# WHAT TO PRODUCE
This exercise calls for every record to be set down exactly.

# RECORDS TO PROCESS
====
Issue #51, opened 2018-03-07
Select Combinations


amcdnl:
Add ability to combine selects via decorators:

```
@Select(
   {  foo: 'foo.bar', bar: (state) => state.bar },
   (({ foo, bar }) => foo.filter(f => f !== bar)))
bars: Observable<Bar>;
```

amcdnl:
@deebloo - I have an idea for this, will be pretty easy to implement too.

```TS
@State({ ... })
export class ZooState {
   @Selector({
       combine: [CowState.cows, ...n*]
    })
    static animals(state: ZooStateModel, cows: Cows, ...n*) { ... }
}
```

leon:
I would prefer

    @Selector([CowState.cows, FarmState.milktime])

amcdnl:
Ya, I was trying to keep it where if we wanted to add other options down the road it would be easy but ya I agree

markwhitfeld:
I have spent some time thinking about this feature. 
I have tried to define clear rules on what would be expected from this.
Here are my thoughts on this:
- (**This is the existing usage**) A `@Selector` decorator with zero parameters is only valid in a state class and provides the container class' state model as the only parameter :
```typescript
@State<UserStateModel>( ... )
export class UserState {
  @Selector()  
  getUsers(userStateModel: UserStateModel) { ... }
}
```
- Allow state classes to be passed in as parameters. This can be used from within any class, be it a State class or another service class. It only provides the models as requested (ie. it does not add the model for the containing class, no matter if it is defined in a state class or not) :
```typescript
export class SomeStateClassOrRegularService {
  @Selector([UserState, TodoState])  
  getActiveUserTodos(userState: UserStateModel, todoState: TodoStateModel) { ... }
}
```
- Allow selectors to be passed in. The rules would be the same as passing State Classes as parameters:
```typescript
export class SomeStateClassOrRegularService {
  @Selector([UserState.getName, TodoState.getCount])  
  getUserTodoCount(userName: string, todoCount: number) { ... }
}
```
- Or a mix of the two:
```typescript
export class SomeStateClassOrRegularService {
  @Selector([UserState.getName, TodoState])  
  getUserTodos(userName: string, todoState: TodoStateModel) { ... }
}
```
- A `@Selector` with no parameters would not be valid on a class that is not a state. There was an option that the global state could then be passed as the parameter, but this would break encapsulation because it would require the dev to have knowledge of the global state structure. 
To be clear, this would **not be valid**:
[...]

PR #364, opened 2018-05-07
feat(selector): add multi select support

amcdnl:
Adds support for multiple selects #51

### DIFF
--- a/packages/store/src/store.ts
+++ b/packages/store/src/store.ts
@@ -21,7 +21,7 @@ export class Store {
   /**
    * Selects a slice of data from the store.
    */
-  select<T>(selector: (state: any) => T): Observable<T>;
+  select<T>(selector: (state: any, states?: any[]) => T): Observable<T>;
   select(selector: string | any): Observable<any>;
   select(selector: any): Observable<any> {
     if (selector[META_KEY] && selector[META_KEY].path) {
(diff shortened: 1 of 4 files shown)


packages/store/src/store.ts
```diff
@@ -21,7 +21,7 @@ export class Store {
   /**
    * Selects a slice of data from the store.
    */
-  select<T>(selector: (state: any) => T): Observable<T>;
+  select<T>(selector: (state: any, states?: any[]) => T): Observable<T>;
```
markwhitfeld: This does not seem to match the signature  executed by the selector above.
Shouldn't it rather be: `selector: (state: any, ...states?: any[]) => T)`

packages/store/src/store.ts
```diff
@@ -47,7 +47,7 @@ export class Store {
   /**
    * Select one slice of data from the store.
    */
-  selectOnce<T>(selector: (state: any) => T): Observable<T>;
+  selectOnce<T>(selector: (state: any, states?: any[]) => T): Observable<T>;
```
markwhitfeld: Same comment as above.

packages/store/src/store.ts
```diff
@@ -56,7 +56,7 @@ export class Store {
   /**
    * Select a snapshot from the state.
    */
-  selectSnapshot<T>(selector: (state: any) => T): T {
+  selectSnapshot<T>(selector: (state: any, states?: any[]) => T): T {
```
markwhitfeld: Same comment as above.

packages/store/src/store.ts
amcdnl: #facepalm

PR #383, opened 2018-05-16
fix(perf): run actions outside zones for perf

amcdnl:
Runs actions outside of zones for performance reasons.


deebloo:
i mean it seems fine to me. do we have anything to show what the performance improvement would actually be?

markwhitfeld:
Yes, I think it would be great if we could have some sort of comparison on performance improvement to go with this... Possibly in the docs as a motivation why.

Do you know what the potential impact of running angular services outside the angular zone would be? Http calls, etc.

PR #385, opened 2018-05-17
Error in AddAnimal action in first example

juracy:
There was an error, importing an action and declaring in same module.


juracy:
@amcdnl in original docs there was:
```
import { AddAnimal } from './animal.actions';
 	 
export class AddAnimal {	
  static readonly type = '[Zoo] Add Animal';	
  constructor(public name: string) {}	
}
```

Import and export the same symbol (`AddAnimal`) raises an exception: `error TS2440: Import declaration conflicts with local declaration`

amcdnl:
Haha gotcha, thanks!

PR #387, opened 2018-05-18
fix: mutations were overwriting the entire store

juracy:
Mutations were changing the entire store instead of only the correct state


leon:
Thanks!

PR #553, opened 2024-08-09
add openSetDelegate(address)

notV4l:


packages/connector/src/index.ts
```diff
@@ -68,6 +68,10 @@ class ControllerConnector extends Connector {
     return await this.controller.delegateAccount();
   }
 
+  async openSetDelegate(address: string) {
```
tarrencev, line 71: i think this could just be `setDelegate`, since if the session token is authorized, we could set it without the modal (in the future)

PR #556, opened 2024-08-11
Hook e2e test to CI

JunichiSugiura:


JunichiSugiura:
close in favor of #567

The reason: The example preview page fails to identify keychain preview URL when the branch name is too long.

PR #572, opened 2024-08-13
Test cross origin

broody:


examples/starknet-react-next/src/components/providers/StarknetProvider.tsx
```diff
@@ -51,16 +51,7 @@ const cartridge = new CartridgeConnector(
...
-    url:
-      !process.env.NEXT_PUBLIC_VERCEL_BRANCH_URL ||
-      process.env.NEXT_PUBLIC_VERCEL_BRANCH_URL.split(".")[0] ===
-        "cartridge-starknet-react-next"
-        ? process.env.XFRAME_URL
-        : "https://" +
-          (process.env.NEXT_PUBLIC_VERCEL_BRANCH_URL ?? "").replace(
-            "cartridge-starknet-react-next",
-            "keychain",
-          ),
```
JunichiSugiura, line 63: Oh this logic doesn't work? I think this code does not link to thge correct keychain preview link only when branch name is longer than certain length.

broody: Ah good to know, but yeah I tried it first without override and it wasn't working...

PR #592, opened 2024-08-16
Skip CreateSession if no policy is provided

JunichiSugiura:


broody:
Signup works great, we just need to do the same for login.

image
====
# COMPLETED EXERCISE
Issue #51, opened 2018-03-07
Select Combinations


amcdnl:
Add ability to combine selects via decorators:

```
@Select(
   {  foo: 'foo.bar', bar: (state) => state.bar },
   (({ foo, bar }) => foo.filter(f => f !== bar)))
bars: Observable<Bar>;
```

amcdnl:
@deebloo - I have an idea for this, will be pretty easy to implement too.

```TS
@State({ ... })
export class ZooState {
   @Selector({
       combine: [CowState.cows, ...n*]
    })
    static animals(state: ZooStateModel, cows: Cows, ...n*) { ... }
}
```

leon:
I would prefer

    @Selector([CowState.cows, FarmState.milktime])

amcdnl:
Ya, I was trying to keep it where if we wanted to add other options down the road it would be easy but ya I agree

markwhitfeld:
I have spent some time thinking about this feature. 
I have tried to define clear rules on what would be expected from this.
Here are my thoughts on this:
- (**This is the existing usage**) A `@Selector` decorator with zero parameters is only valid in a state class and provides the container class' state model as the only parameter :
```typescript
@State<UserStateModel>( ... )
export class UserState {
  @Selector()  
  getUsers(userStateModel: UserStateModel) { ... }
}
```
- Allow state classes to be passed in as parameters. This can be used from within any class, be it a State class or another service class. It only provides the models as requested (ie. it does not add the model for the containing class, no matter if it is defined in a state class or not) :
```typescript
export class SomeStateClassOrRegularService {
  @Selector([UserState, TodoState])  
  getActiveUserTodos(userState: UserStateModel, todoState: TodoStateModel) { ... }
}
```
- Allow selectors to be passed in. The rules would be the same as passing State Classes as parameters:
```typescript
export class SomeStateClassOrRegularService {
  @Selector([UserState.getName, TodoState.getCount])  
  getUserTodoCount(userName: string, todoCount: number) { ... }
}
```
- Or a mix of the two:
```typescript
export class SomeStateClassOrRegularService {
  @Selector([UserState.getName, TodoState])  
  getUserTodos(userName: string, todoState: TodoStateModel) { ... }
}
```
- A `@Selector` with no parameters would not be valid on a class that is not a state. There was an option that the global state could then be passed as the parameter, but this would break encapsulation because it would require the dev to have knowledge of the global state structure. 
To be clear, this would **not be valid**:
[...]

PR #364, opened 2018-05-07
feat(selector): add multi select support

amcdnl:
Adds support for multiple selects #51

### DIFF
--- a/packages/store/src/store.ts
+++ b/packages/store/src/store.ts
@@ -21,7 +21,7 @@ export class Store {
   /**
    * Selects a slice of data from the store.
    */
-  select<T>(selector: (state: any) => T): Observable<T>;
+  select<T>(selector: (state: any, states?: any[]) => T): Observable<T>;
   select(selector: string | any): Observable<any>;
   select(selector: any): Observable<any> {
     if (selector[META_KEY] && selector[META_KEY].path) {
(diff shortened: 1 of 4 files shown)


packages/store/src/store.ts
```diff
@@ -21,7 +21,7 @@ export class Store {
   /**
    * Selects a slice of data from the store.
    */
-  select<T>(selector: (state: any) => T): Observable<T>;
+  select<T>(selector: (state: any, states?: any[]) => T): Observable<T>;
```
markwhitfeld: This does not seem to match the signature  executed by the selector above.
Shouldn't it rather be: `selector: (state: any, ...states?: any[]) => T)`

packages/store/src/store.ts
```diff
@@ -47,7 +47,7 @@ export class Store {
   /**
    * Select one slice of data from the store.
    */
-  selectOnce<T>(selector: (state: any) => T): Observable<T>;
+  selectOnce<T>(selector: (state: any, states?: any[]) => T): Observable<T>;
```
markwhitfeld: Same comment as above.

packages/store/src/store.ts
```diff
@@ -56,7 +56,7 @@ export class Store {
   /**
    * Select a snapshot from the state.
    */
-  selectSnapshot<T>(selector: (state: any) => T): T {
+  selectSnapshot<T>(selector: (state: any, states?: any[]) => T): T {
```
markwhitfeld: Same comment as above.

packages/store/src/store.ts
amcdnl: #facepalm

PR #383, opened 2018-05-16
fix(perf): run actions outside zones for perf

amcdnl:
Runs actions outside of zones for performance reasons.


deebloo:
i mean it seems fine to me. do we have anything to show what the performance improvement would actually be?

markwhitfeld:
Yes, I think it would be great if we could have some sort of comparison on performance improvement to go with this... Possibly in the docs as a motivation why.

Do you know what the potential impact of running angular services outside the angular zone would be? Http calls, etc.

PR #385, opened 2018-05-17
Error in AddAnimal action in first example

juracy:
There was an error, importing an action and declaring in same module.


juracy:
@amcdnl in original docs there was:
```
import { AddAnimal } from './animal.actions';
 	 
export class AddAnimal {	
  static readonly type = '[Zoo] Add Animal';	
  constructor(public name: string) {}	
}
```

Import and export the same symbol (`AddAnimal`) raises an exception: `error TS2440: Import declaration conflicts with local declaration`

amcdnl:
Haha gotcha, thanks!

PR #387, opened 2018-05-18
fix: mutations were overwriting the entire store

juracy:
Mutations were changing the entire store instead of only the correct state


leon:
Thanks!

PR #553, opened 2024-08-09
add openSetDelegate(address)

notV4l:


packages/connector/src/index.ts
```diff
@@ -68,6 +68,10 @@ class ControllerConnector extends Connector {
     return await this.controller.delegateAccount();
   }
 
+  async openSetDelegate(address: string) {
```
tarrencev, line 71: i think this could just be `setDelegate`, since if the session token is authorized, we could set it without the modal (in the future)

PR #556, opened 2024-08-11
Hook e2e test to CI

JunichiSugiura:


JunichiSugiura:
close in favor of #567

The reason: The example preview page fails to identify keychain preview URL when the branch name is too long.

PR #572, opened 2024-08-13
Test cross origin

broody:


examples/starknet-react-next/src/components/providers/StarknetProvider.tsx
```diff
@@ -51,16 +51,7 @@ const cartridge = new CartridgeConnector(
...
-    url:
-      !process.env.NEXT_PUBLIC_VERCEL_BRANCH_URL ||
-      process.env.NEXT_PUBLIC_VERCEL_BRANCH_URL.split(".")[0] ===
-        "cartridge-starknet-react-next"
-        ? process.env.XFRAME_URL
-        : "https://" +
-          (process.env.NEXT_PUBLIC_VERCEL_BRANCH_URL ?? "").replace(
-            "cartridge-starknet-react-next",
-            "keychain",
-          ),
```
JunichiSugiura, line 63: Oh this logic doesn't work? I think this code does not link to thge correct keychain preview link only when branch name is longer than certain length.

broody: Ah good to know, but yeah I tried it first without override and it wasn't working...

PR #592, opened 2024-08-16
Skip CreateSession if no policy is provided

JunichiSugiura:


broody:
Signup works great, we just need to do the same for login.

image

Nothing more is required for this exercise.